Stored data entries
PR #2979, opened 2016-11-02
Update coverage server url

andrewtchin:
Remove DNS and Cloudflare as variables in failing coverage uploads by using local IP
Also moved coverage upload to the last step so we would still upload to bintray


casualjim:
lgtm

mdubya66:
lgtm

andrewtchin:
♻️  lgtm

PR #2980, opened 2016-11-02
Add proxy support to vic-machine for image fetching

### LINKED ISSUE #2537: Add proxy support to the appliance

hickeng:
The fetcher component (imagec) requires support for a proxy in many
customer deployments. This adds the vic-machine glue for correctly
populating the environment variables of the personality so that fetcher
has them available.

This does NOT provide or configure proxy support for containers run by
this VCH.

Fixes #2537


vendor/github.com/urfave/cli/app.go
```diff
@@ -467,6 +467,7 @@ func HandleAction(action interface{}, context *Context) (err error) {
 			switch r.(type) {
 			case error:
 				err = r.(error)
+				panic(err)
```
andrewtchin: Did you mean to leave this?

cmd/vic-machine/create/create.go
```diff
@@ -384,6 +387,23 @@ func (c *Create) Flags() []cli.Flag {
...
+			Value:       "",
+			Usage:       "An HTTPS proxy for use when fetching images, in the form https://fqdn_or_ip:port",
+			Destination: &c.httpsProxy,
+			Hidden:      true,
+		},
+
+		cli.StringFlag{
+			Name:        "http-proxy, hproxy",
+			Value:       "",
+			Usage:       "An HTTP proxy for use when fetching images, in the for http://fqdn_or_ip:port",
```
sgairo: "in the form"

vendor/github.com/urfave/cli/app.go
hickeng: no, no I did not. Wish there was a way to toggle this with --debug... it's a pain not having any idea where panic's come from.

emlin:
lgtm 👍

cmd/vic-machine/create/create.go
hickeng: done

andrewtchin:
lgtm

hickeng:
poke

---

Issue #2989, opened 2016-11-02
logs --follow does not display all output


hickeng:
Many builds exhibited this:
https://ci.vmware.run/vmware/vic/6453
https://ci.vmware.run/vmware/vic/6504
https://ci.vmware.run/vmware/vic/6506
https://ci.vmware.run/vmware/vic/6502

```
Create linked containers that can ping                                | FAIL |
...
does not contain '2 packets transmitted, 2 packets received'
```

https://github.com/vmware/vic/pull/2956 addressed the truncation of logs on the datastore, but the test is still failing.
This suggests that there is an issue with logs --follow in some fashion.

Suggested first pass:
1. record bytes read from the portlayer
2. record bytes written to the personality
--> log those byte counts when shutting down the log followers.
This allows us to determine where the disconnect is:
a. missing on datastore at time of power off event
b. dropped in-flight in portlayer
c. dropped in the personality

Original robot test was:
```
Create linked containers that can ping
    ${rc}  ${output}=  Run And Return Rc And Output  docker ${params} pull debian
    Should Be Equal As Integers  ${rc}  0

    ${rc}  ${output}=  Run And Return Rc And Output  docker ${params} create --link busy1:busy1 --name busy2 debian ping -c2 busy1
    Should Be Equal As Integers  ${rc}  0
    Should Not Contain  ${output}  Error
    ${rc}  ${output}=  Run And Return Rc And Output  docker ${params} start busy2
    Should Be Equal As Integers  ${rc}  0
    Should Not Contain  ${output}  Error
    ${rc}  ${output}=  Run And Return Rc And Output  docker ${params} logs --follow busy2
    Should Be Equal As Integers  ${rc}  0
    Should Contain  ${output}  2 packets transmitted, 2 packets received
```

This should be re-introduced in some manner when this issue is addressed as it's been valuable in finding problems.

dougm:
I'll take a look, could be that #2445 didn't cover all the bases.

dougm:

* * *

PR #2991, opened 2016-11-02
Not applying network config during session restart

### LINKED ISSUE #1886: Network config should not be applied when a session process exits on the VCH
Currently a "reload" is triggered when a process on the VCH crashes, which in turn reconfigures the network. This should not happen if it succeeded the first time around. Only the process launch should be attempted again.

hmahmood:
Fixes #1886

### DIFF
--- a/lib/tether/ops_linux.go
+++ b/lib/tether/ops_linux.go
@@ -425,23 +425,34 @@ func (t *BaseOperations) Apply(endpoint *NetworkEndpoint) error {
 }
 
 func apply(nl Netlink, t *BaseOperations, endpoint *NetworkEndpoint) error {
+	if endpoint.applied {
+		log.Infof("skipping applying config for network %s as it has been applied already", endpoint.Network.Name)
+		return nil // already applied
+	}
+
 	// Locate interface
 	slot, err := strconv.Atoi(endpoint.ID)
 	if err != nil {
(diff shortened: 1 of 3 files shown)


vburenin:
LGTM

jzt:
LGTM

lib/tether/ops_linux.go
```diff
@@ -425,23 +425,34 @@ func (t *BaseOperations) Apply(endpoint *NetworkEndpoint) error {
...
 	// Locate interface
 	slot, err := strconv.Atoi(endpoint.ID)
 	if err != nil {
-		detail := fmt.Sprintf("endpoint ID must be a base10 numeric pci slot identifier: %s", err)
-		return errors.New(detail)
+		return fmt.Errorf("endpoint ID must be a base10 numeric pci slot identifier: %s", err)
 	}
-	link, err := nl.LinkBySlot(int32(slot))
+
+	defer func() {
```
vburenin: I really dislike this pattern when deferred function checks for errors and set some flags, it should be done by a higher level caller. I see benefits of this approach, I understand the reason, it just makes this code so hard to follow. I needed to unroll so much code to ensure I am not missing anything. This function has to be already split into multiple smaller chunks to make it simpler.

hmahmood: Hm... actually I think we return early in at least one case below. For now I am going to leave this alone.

WHAT YOU HAVE TO DO:
Return every line above in which the string "addressed" occurs.

SOLUTION BELOW:
https://github.com/vmware/vic/pull/2956 addressed the truncation of logs on the datastore, but the test is still failing.
This should be re-introduced in some manner when this issue is addressed as it's been valuable in finding problems.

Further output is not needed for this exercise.